In 2007, Graham scored 18 tries in 22 games for North Queensland, earning the club's Most Improved award at the end of the season. During the season, he was named as 18th man for Queensland in Game II of the 2007 State of Origin series. In 2008, Graham scored 10 tries for the Cowboys, finishing as the club's equal-top try scorer alongside John Williams.

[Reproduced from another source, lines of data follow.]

PR #311, opened 2024-06-27
Pin `tins` dependency for JRuby 9.1

Sinjo:
The latest version of `tins` adds a dependency on `bigdecimal`, which causes JRuby to fetch and build it rather than using its built-in version. This fails on JRuby 9.1, so we need to handle that version specifically.

This gets CI back to green.

---

Once this is merged, I'm going to cut a patch release to finally get rid of the annoying warning that we emit on Ruby 3.3.

### DIFF
--- a/Gemfile
+++ b/Gemfile
@@ -9,15 +9,4 @@ group :test do
   gem 'rack-test'
   gem 'rake'
   gem 'rspec'
-  gem 'term-ansicolor'
-  # The latest version of `tins` adds a dependency on `bigdecimal`, which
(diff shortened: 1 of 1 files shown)


dmagliola:
Errrmmmm.... What is `tins`?

The gem description seems very unspecific... And I may be being thick here, but pretty sure our tests runs without it...

Can we just get rid of the gem instead of this JRuby pinning?

dmagliola:
Apparently `term-ansicolor` depends on `tins`.... I removed `term-ansicolor` too, and tests still pass locally? :shrug:

PR #312, opened 2024-06-28
Yeet `term-ansicolor` and `tins` from test dependencies

Sinjo:
I was trying to fix CI by pinning `term-ansicolor` to a specific version, but Daniel pointed out that we don't even seem to use it anywhere, so let's throw it (and its `tins` dependency) out.


dmagliola (approved):
Yeet 😂

Sinjo:
Into the sea!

In October 2008, he re-signed with North Queensland until the end of 2012.

In January 2009, Graham was a member of Queensland's Emerging Origin squad for the first time since 2002.

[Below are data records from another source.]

PR #324, opened 2025-06-16
Do not use benchmark gem in production

Juanmcuello:
The benchmark gem is no longer a default gem in Ruby 3.5.

Add benchmark to the gemspec, for forward compatibility with Ruby 3.5 and to resolve the `benchmark was loaded from the standard library, but will no longer be part of the default gems starting from Ruby 3.5.0.' warning that Ruby 3.4 emits on loading client_ruby.

https://docs.ruby-lang.org/en/master/NEWS_md.html#label-Stdlib+updates

### DIFF
--- a/lib/prometheus/middleware/collector.rb
+++ b/lib/prometheus/middleware/collector.rb
@@ -1,6 +1,5 @@
 # encoding: UTF-8
 
-require 'benchmark'
 require 'prometheus/client'
 
 module Prometheus
@@ -34,6 +33,12 @@ module Prometheus
 
       protected
 
+      def realtime
+        start_time = Process.clock_gettime(Process::CLOCK_MONOTONIC)
+        yield
+        Process.clock_gettime(Process::CLOCK_MONOTONIC) - start_time
+      end
+
       def init_request_metrics
         @requests = @registry.counter(
           :"#{@metrics_prefix}_requests_total",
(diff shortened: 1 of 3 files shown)


dmagliola:
When I saw this I thought "surely this should be a development dependency, for our benchmarks, which almost no one will encounter", but we're actually using Benchmark in our Collector Middleware to measure response time...

I do wonder whether we should switch to the much more common `Process.clock_gettime(Process::CLOCK_MONOTONIC)` instead and lose this depenency.

@Sinjo @Juanmcuello any thoughts?

Juanmcuello:
Yeah, I saw that too. I thing dropping Benchmark would be better. There are some specs that depend on the lib, but I think everything could be replaced with something like this:

```ruby
# lib/prometheus/middleware/collector.rb   
def realtime
  start_time = Process.clock_gettime(Process::CLOCK_MONOTONIC)
  yield
  Process.clock_gettime(Process::CLOCK_MONOTONIC) - start_time
end

# spec/prometheus/middleware/collector_spec.rb
expect(app).to receive(:realtime).and_yield.and_return(0.2)
```

I can try a PR if you think that's the way to go.

Juanmcuello:
But I see that even with these changes, we would still depend on Benchmark for testing, so we would have to keep it as a dev dependency anyway.

Sinjo (approved):

Sinjo:
Thank you @Juanmcuello! I'll get a release out this weekend.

In 2011, Graham played all 25 games for the Cowboys and finished as the club's top try scorer for the second time, winning the Paul Bowman Medal for Cowboys Player of the Year. In August 2011, journalist Leila McKinnon named Graham as the most underrated player in the NRL, noting the disproportion between his competition-leading 2702 metres gained, and his then 34-word Wikipedia article.

In 2012, Graham scored 21 tries and finished the regular season as the NRL's equal-leading try scorer with Canterbury's Ben Barba. In June 2012, he re-signed with the Cowboys on a one-year deal.

In April 2013, Graham announced that he would retire at the end of the season. In Round 16 of the 2013 NRL season, Graham played his 200th NRL games in the Cowboys' 24–4 win over the Cronulla-Sutherland Sharks. Two games later, in a 14–34 loss to the Manly-Warringah Sea Eagles, Graham injured his wrist, requiring reconstructive surgery, ending his career.

==Achievements and accolades==
===Individual===
- NRL leading try scorer: 2012
- Paul Bowman Medal: 2011
- NRL Academic Team of the Year: 2011, 2012
- North Queensland Cowboys Most Improved: 2007
- Parramatta Eels Rookie of the Year: 2002

==Statistics==
===NRL===

| Season | Team | Matches | T | G | GK % | F/G | Pts |
|---|---|---|---|---|---|---|---|
| 2002 | Parramatta | 5 | 2 | 0 | — | 0 | 8 |
| 2003 | Parramatta | 16 | 9 | 0 | — | 0 | 36 |
| 2004 | Parramatta | 14 | 4 | 0 | — | 0 | 16 |
| 2005 | Parramatta | 4 | 3 | 0 | — | 0 | 12 |
| 2006 | Parramatta | 2 | 0 | 0 | — | 0 | 0 |
| 2006 | North Queensland | 14 | 3 | 6 | 66.7 | 0 | 24 |
| 2007 | North Queensland | 22 | 18 | 12 | 66.7 | 0 | 96 |
| 2008 | North Queensland | 22 | 10 | 0 | 0.0 | 0 | 40 |
| 2009 | North Queensland | 16 | 4 | 0 | — | 0 | 16 |
| 2010 | North Queensland | 24 | 9 | 7 | 100.0 | 0 | 50 |
| 2011 | North Queensland | 25 | 12 | 0 | 0.0 | 0 | 48 |
| 2012 | North Queensland | 24 | 21 | 0 | — | 0 | 84 |
| 2013 | North Queensland | 14 | 7 | 0 | — | 0 | 28 |
| Career totals |  | 202 | 102 | 25 | 69.44% | 0 | 458 |

==Post-playing career==
In 2014, Graham, who graduated from James Cook University with a Bachelor of Sports and Exercise Science, became the strength & conditioning coach for the North Queensland Cowboys under-20s side. Since 2015, he has worked as a strength & conditioning coach for the Cowboys' NRL side and is the club's elite pathways performance coach.